**Saved entries**.
────────────────────

Issue #1113, opened 2022-09-15
Supporting ``Enum`` and ``Union`` in LPython


czgdp1807:
As the title says, we need to figure out a good syntax for ``Enum`` and ``Union`` in LPython, especially in the C backend.

For syntax we can follow the same as of CPython,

────────────────────

**What is needed**. Find the lines above that contain the word "LPython" and collect them.

**Result of this exercise**.
Supporting ``Enum`` and ``Union`` in LPython
As the title says, we need to figure out a good syntax for ``Enum`` and ``Union`` in LPython, especially in the C backend.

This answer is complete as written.